# TASK DESCRIPTION
Nothing is to be altered. Print each record in full.

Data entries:
Issue #385, opened 2017-11-23
egs++ tracks in vacuum on windows fails


rtownson:
On windows, if you enable particle tracks in egs++ applications and transport through vacuum, the application crashes.

PR #420, opened 2018-04-07
Fix egs++ particle tracks crash on Windows 10

rtownson:
Fix a crash that occurred often when using tracks on Windows 10. The crash started happening with a Windows update, and resulted in a segmentation fault when generating the first track in the simulation. The crash occurred due to accessing an array index out of bounds in the tracks generation (not sure why this didn't crash previously).

Fixes issue #385, from what I can tell.

This is an important functionality fix and should be added to master.

### DIFF
--- a/HEN_HOUSE/egs++/egs_particle_track.cpp
+++ b/HEN_HOUSE/egs++/egs_particle_track.cpp
@@ -187,6 +187,9 @@ void EGS_ParticleTrackContainer::addVertex(EGS_ParticleTrack::Vertex *x) {
 }
 
 void EGS_ParticleTrackContainer::addVertex(int stackIndex, EGS_ParticleTrack::Vertex *x) {
+    if (m_stackMap[stackIndex] < 0) {
+        return;
+    }
     if (!m_isScoring[m_stackMap[stackIndex]]) {
         return;
     }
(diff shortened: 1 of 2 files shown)


mainegra:
@rtownson can you visualize the tracks with egs_view?

rtownson:
Yes egs_view with tracks worked for me while testing this - I used the tutor7pp tracks1.egsinp example with spheres instead of a slab.

ftessier:
This bug should be trapped higher up. If stackIndex is less than zero (out of bounds) at some point, then so is app->Np, according to `egs_track_scoring.h`:
```
int np = app->Np;
if (m_pts->isScoringParticle(np)) {
```
Now `app->Np` is set by `egsAusgab` in in `egs_advanced_application.h`:
```
app->Np = the_stack->np-1;
```
So it seems that `egsAusgab` being called when  `the_stack->np == 0` is the underlying problem. Still looking into it.

ftessier:
Misread the proposed fix. All good! Should the other two instances of `[m_stackMap[stackIndex]]` (lines 284 and 305) be sanitized as well, for peace of mind?

rtownson:
Sure, those additions look good.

# WORKED SOLUTION
Issue #385, opened 2017-11-23
egs++ tracks in vacuum on windows fails


rtownson:
On windows, if you enable particle tracks in egs++ applications and transport through vacuum, the application crashes.

PR #420, opened 2018-04-07
Fix egs++ particle tracks crash on Windows 10

rtownson:
Fix a crash that occurred often when using tracks on Windows 10. The crash started happening with a Windows update, and resulted in a segmentation fault when generating the first track in the simulation. The crash occurred due to accessing an array index out of bounds in the tracks generation (not sure why this didn't crash previously).

Fixes issue #385, from what I can tell.

This is an important functionality fix and should be added to master.

### DIFF
--- a/HEN_HOUSE/egs++/egs_particle_track.cpp
+++ b/HEN_HOUSE/egs++/egs_particle_track.cpp
@@ -187,6 +187,9 @@ void EGS_ParticleTrackContainer::addVertex(EGS_ParticleTrack::Vertex *x) {
 }
 
 void EGS_ParticleTrackContainer::addVertex(int stackIndex, EGS_ParticleTrack::Vertex *x) {
+    if (m_stackMap[stackIndex] < 0) {
+        return;
+    }
     if (!m_isScoring[m_stackMap[stackIndex]]) {
         return;
     }
(diff shortened: 1 of 2 files shown)


mainegra:
@rtownson can you visualize the tracks with egs_view?

rtownson:
Yes egs_view with tracks worked for me while testing this - I used the tutor7pp tracks1.egsinp example with spheres instead of a slab.

ftessier:
This bug should be trapped higher up. If stackIndex is less than zero (out of bounds) at some point, then so is app->Np, according to `egs_track_scoring.h`:
```
int np = app->Np;
if (m_pts->isScoringParticle(np)) {
```
Now `app->Np` is set by `egsAusgab` in in `egs_advanced_application.h`:
```
app->Np = the_stack->np-1;
```
So it seems that `egsAusgab` being called when  `the_stack->np == 0` is the underlying problem. Still looking into it.

ftessier:
Misread the proposed fix. All good! Should the other two instances of `[m_stackMap[stackIndex]]` (lines 284 and 305) be sanitized as well, for peace of mind?

rtownson:
Sure, those additions look good.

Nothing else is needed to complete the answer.